By: Michael Blankenship |

“Only staying active will make you want to live a hundred years.”

– Japanese Proverb

Every couple of months, Dr. Ai, the founder of Classroom Without Walls, asks me to speak to one of her students, who is usually of high-school or college age.

We hop on a Zoom call and I tell them a little about myself. Then they drill me with questions. And I answer them as best as I can.

It’s always a lot of fun.

On the most recent of these calls, two students asked me a question that I thought was particularly important.

“When you fail,” they said, “how do you deal with that mentally and emotionally?”

I stumbled over my answer as I realized that this question begged an even more important question: what is failure?

Just as important, what is success?

They (as most of us) were assuming the most popular definitions…

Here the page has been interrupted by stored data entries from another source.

PR #5195, opened 2017-09-18
Simple patch to allow s390x images to be built

FrenchBen:
Needs integration with CI and s390x machine integration
Build is currently manual and will need full CI integration or better build. 
Pyinstaller currently doesn't support Z machine thus can't build the compact binary.

/cc @shin-


ry4nz:
Can it built on top of alpine?  Looks like docker/compose:1.15.0 is on Alpine.

PR #5213, opened 2017-09-22
[cli] Lift artificial limitation on --build-arg

artagnon:
Currently, `docker-compose --build-arg` requires that a service be
specified as part of the command-line invocation. So,

  $ docker-compose build --build-arg nocache=`git rev-parse @` foom

works. However, when using out-of-band scripts to automate the build
process of several Docker containers (in a CI system, for instance), it
becomes difficult to specify exactly which service requires the
build-arg. Docker has supported Dockerfiles that ignore build-args for a
long time, so there is no problem is specifying spurious build-args to
builds that don't consume it.

The limitation on `docker-compose build` today is artificial, and there
are no other commands that require specifying a service. Allow
`--build-arg` to also match all services so this is possible:

  $ docker-compose build --build-arg nocache=`git rev-parse @`

Please refer to #3790 for discussion on the original feature.

Signed-off-by: Ramkumar Ramachandra <artagnon@gmail.com>

### DIFF
--- a/compose/cli/main.py
+++ b/compose/cli/main.py
@@ -230,19 +230,15 @@ class TopLevelCommand(object):
             --force-rm              Always remove intermediate containers.
             --no-cache              Do not use cache when building the image.
             --pull                  Always attempt to pull a newer version of the image.
-            --build-arg key=val     Set build-time variables for one service.
+            --build-arg key=val     Set build-time variables for service(s).
         """
-        service_names = options['SERVICE']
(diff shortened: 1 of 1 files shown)


shin-:
Looks like the change in engine that allows this occurred in 1.13.0 [1], which corresponds to API version 1.25. We'll at least need to gate this feature behind a version check

[1] https://github.com/moby/moby/pull/27412

PR #5218, opened 2017-09-27
Revert 3.4-beta temporary rename

shin-:


sirlatrom:
I'd argue this would be enough for a new release, given how 0.16.0 and 0.16.1 can't use "3.4" and Docker Engine 17.09 CE can.

PR #5234, opened 2017-10-03
Build labels option: array form produces unmarshal error (fixes #5183)

### LINKED ISSUE #5183: Array form of #labels produces unmarshal error
Consider the following docker-compose.yml: 
```
version: '2.1'
services:
  labels_as_array:
    build:
      context: .
      labels:
        - "com.example.description=Description"
        - "com.example.department=Department"
        - "com.example.label-with-empty-value"
```
which is canonical sample from [reference v2](https://docs.docker.com/compose/compose-file/compose-file-v2/#labels)

The Dockerfile for the sample is irrelevalt and is simply ```FROM busybox```

However, running `docker-compose up`, produces:
```
$ docker-compose -v
docker-compose version 1.16.0-rc1, build 9bea70a
$ docker-compose up
Building labels_as_array
ERROR: json: cannot unmarshal array into Go value of type map[string]string
```

Note that the same sample is also listed for v3 [here](https://docs.docker.com/compose/compose-file/#labels), but changing the version to `'3.3'` in the sample above does not help.

garribas:


garribas:
Squashed and pushed, the 2 acceptance tests from #5242 are failing though.

PR #6948, opened 2019-10-08
Log warning for docker-compose port binding not avaliable

### LINKED ISSUE #6708: Static check for duplicate port request in compose file
When a pod specification requests the same port twice(for example because of a change in a .env file), the "docker-compose run <service-name>" command responds with "Bind for 0.0.0.0:<Port> failed: port is already allocated" instead of responding that the problem is in the compose file.

zelahi:
Signed-off-by: Zuhayr Elahi <elahi.zuhayr@gmail.com>

Resolves #6708 

I added a warning at the bottom to let users know to check the compose file if this error occurs.  It seems to only happen when the user runs `docker-compose up` but I believe this could be potentially how we solve this issue above

### DIFF
--- a/compose/service.py
+++ b/compose/service.py
@@ -624,9 +624,7 @@ class Service(object):
             container.start()
         except APIError as ex:
             if "driver failed programming external connectivity" in ex.explanation:
-                log.warn(
-                    "Port is already in use, check the docker-compose file to see if the same" +
-                    " port was allocated to multiple services")
+                log.warn("Host is already in use by another container")
             raise OperationFailedError("Cannot start service %s: %s" % (self.name, ex.explanation))
         return container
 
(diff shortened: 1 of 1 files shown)


compose/service.py
```diff
@@ -623,6 +623,10 @@ def start_container(self, container, use_network_aliases=True):
         try:
             container.start()
         except APIError as ex:
+            if "driver failed programming external connectivity" in ex.explanation:
+                log.warn(
+                    "Port is already in use, check the docker-compose file to see if the same" +
```
ndeloof: I think that's a good think to check for this specific scenario, but the message here is incorrect : port collision may be the result of any other container running on same host, and not under control of this specific compose file.

zelahi: Ahh, okay, I can update the message.  I was worried a bit about the approach I was taking here

ndeloof: I don't know if this is the best approach, unfortunately I guess there's no other option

  1. Success is getting what you want.
  2. Failure is not getting what you want.

The problem?

Life is far too nuanced to support such unflinching definitions.

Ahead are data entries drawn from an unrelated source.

Issue #4611, opened 2017-03-12
Enable output of `depends_on` services


whitecolor:
When `docker-compose up my-service` is run it will also start services that `my-service` `depends_on`, but it won't show output of those services.

It would be useful to have option for `docker-compose` that would also turn on output for dependencies.

shin-:
You can use `docker-compose logs` to do exactly that, I think.

whitecolor:
you mean start for example detached `docker-compose up -d my-service` and then `docker-compose logs here i still need to enumerate all the services by name`

rawkode:
@whitecolor `docker-compose logs -f` will show logs of all services

For me, when I do `docker-compose up app` - I only want to see app logs, not dependant services.

I guess this is a pretty subjective issue :+1:

whitecolor:
well actually really `docker-compose logs -f service1 service2` may do the trick I need, I believe this request/question maybe closed.

gnarea:
I would've loved to see this feature, and the proposed workaround is a bit of a hassle.

I've just implemented this functionality in [docker-dev](https://github.com/2degrees/docker-dev#docker-dev-up2-services). So, @whitecolor's example becomes: `docker-dev up2 my-service`.

whitecolor:
I think any decent developer/team should have (or already has) their own meta-framework on top of used infrastructure tools like a docker/compose. It is hard to invent one-fit-all-solution to automate everyone's workflows.

sarink:
How would you add the necessary `docker-compose logs` command to something like this? `docker-compose -f ci.config.yml up --exit-code-from test-runner test-runner`

PR #6950, opened 2019-10-09
Add "--attach-dependencies" to command "up" for attaching to dependencies

benthorner:
When using the 'up' command, only services listed as arguments are
attached to, which can be very different to the 'no argument' case
if a service has many and deep dependencies:

   - It's not clear when dependencies have failed to start. Have to run
'compose ps' separately to find out.
   - It's not clear when dependencies are erroring. Have to run 'compose
logs' separately to find out.

With a simple setup, it's possible to work around theses issue by
using the 'up' command without arguments. But when there are lots of
'top-level' services, with common dependencies, in a single config,
using 'up' without arguments isn't practical due to resource limits
and the sheer volume of output from other services.

This introduces a new '--attach-dependencies' flag to optionally attach
dependent containers as part of the 'up' command. This makes their logs
visible in the output, alongside the listed services. It also means we
benefit from the '--abort-on-container-exit' behaviour when dependencies
fail to start, giving more visibility of the failure.

Resolves https://github.com/docker/compose/issues/4611

Extends https://github.com/docker/compose/pull/2130 to treat `up <service>`, which implicitly includes dependent 
containers, the same way as `up`, which refers to all services/containers.

### DIFF
--- a/compose/cli/main.py
+++ b/compose/cli/main.py
@@ -1012,6 +1012,7 @@ class TopLevelCommand(object):
             --build                    Build images before starting containers.
             --abort-on-container-exit  Stops all containers if any container was
                                        stopped. Incompatible with -d.
+            --attach-dependencies      Attach to dependent containers
             -t, --timeout TIMEOUT      Use this timeout in seconds for container
                                        shutdown when attached or when containers are
                                        already running. (default: 10)
@@ -1033,16 +1034,18 @@ class TopLevelCommand(object):
         remove_orphans = options['--remove-orphans']
         detached = options.get('--detach')
         no_start = options.get('--no-start')
+        attach_dependencies = options.get('--attach-dependencies')
 
-        if detached and (cascade_stop or exit_value_from):
-            raise UserError("--abort-on-container-exit and -d cannot be combined.")
+        if detached and (cascade_stop or exit_value_from or attach_dependencies):
+            raise UserError(
+                "-d cannot be combined with --abort-on-container-exit or --attach-dependencies.")
 
         ignore_orphans = self.toplevel_environment.get_boolean('COMPOSE_IGNORE_ORPHANS')
 
         if ignore_orphans and remove_orphans:
             raise UserError("COMPOSE_IGNORE_ORPHANS and --remove-orphans cannot be combined.")
 
-        opts = ['--detach', '--abort-on-container-exit', '--exit-code-from']
+        opts = ['--detach', '--abort-on-container-exit', '--exit-code-from', '--attach-dependencies']
         for excluded in [x for x in opts if options.get(x) and no_start]:
             raise UserError('--no-start and {} cannot be combined.'.format(excluded))
 
@@ -1087,7 +1090,10 @@ class TopLevelCommand(object):
             if detached or no_start:
                 return
 
-            attached_containers = filter_containers_to_service_names(to_attach, service_names)
+            attached_containers = filter_attached_containers(
+                to_attach,
+                service_names,
+                attach_dependencies)
 
             log_printer = log_printer_from_project(
                 self.project,
@@ -1392,8 +1398,8 @@ def log_printer_from_project(
         log_args=log_args)
 
 
-def filter_containers_to_service_names(containers, service_names):
-    if not service_names:
+def filter_attached_containers(containers, service_names, attach_dependencies=False):
+    if attach_dependencies or not service_names:
         return containers
 
     return [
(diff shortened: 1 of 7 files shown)


benthorner:
Just wondering if I need to do something to get this reviewed/merged?

compose/cli/main.py
```diff
@@ -1065,9 +1066,11 @@ def up(self, options):
         remove_orphans = options['--remove-orphans']
         detached = options.get('--detach')
         no_start = options.get('--no-start')
+        attach_dependencies = options.get('--attach-dependencies')
 
         if detached and (cascade_stop or exit_value_from):
```
ulyssessouza: Here, shouldn't you test with `attach_dependencies` in the `or` section?

compose/cli/main.py
```diff
@@ -1065,9 +1066,11 @@ def up(self, options):
...
-            raise UserError("--abort-on-container-exit and -d cannot be combined.")
+            raise UserError(
+                "-d cannot be combined with --abort-on-container-exit or -attach-dependencies.")
```
ulyssessouza:
```suggestion
                "-d cannot be combined with --abort-on-container-exit or --attach-dependencies.")
```

compose/cli/main.py
```diff
@@ -1098,6 +1101,7 @@ def up(rebuild):
                     always_recreate_deps=always_recreate_deps,
                     reset_container_image=rebuild,
                     renew_anonymous_volumes=options.get('--renew-anon-volumes'),
+
```
ulyssessouza: nit: Remove new line

compose/cli/main.py
benthorner: 👍 - fixed. I've also added it in a subsequent section, as it's not compatible with `--no-start`.

compose/cli/main.py
benthorner: 👍 - updated.

compose/cli/main.py
```diff
@@ -1392,10 +1398,13 @@ def log_printer_from_project(
         log_args=log_args)
 
 
-def filter_containers_to_service_names(containers, service_names):
+def filter_attached_containers(containers, service_names, attach_dependencies):
     if not service_names:
         return containers
 
+    if attach_dependencies:
```
ulyssessouza: Since the content of this `if` is equal to the preceding one, please, just add an `or` to the first one

compose/cli/main.py
```diff
@@ -1392,10 +1398,13 @@ def log_printer_from_project(
         log_args=log_args)
 
 
-def filter_containers_to_service_names(containers, service_names):
+def filter_attached_containers(containers, service_names, attach_dependencies):
```
ulyssessouza:
```suggestion
def filter_attached_containers(containers, service_names, attach_dependencies=False):
```
By using a default value we can keep the same usage.
With this you can simplify the calls in the tests that are not related to the PR.

benthorner: Good suggestion - updated 👍 .

compose/cli/main.py
benthorner: Sure - I've done that.

ulyssessouza:
@benthorner  You also need to add the new option to the [shell auto completion scripts](https://github.com/docker/compose/tree/master/contrib/completion). After that I think it's complete

benthorner:
@ulyssessouza thanks for pointer - I completely missed that before. Should be good for another look now 👀 .

ulyssessouza:
Thank you for the contribution @benthorner !

thaJeztah:
LOL, was just about to comment: wondering why this should not be the default?

```bash
# starts all containers and attaches to them
docker-compose up

# start only service-a and service-b, including their dependencies, and attaches to them
docker-compose up <service-a> <service-b>
```

I see the original issue mentions some people only being interested in the output of the service, not their dependencies (which is inconsistent with `docker-compose up` (all services)).

For those, it would be possible to start the services _detached_

```bash
docker-compose up -d <service-a> <service-b>
```

And attach to the logs of those services that they want to view the logs for

```bash
docker-compose logs -f <service-a> <service-b>
```

benthorner:
@thaJeztah I think the previous behaviour was consistent: `docker-compose up [services...]` would only attach to the listed services; the only special is case is with no arguments, which is interpreted as "all services". So the new behaviour is different (and therefore not the default), since in the first case it will cause non-listed service output to be shown.

> Extends #2130 to treat up <service>, which implicitly includes dependent
containers, the same way as up, which refers to all services/containers.

I notice I'm sort of contradicting myself 😆.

You might not want what you thought you wanted, for instance, after you get it (such is the process of discovery).

And that “failure” you face might be the very thing that pushes you toward a better, more fulfilling future.

The more you think about it, the more these black-and-white definitions of success and failure seem inadequate.

What’s say we try to redefine it?

Let’s take a look at some popular quotes from some of the world’s most successful people…

“Success is stumbling from failure to failure with no loss of enthusiasm.” ― Winston Churchill

“Eighty percent of success is showing up.” ― Woody Allen

“Success is falling nine times and getting up 10.” — Jon Bon Jovi

“Success seems to be largely a matter of hanging on after others have let go.” — William Feather

“Failure is not the opposite of success; it’s part of success.” — Arianna Huffington

If you’re like me, then maybe you see those quotes and apply it to whatever your current goal is — I’ve just got to hang on a little bit longer!

But I think that misses the point.

The point is not that the doing leads to success, but that success is in the doing.

That is, the process of doing things that are meaningful to you — the Japanese call this your Ikigai — creates long-term happiness and fulfillment (i.e. success).

Maybe it makes you a lot of money. Maybe it doesn’t.

Maybe you become famous. Maybe you don’t.

That’s not what matters.

Success is doing something that means something.

(Here are 7 awesome questions from Mark Manson that will help you find your Ikigai)

What does all of this mean for failure?

It is nothing more than the natural trials and tribulations that come with doing, which often provide lessons for us to travel the path more effectively.

The only way we can fail, then, in the traditional sense is by stopping doing things that are meaningful to us.

Defeat is not failure. Accepting defeat is — and even then, only until you get back up and dust off your discouragement.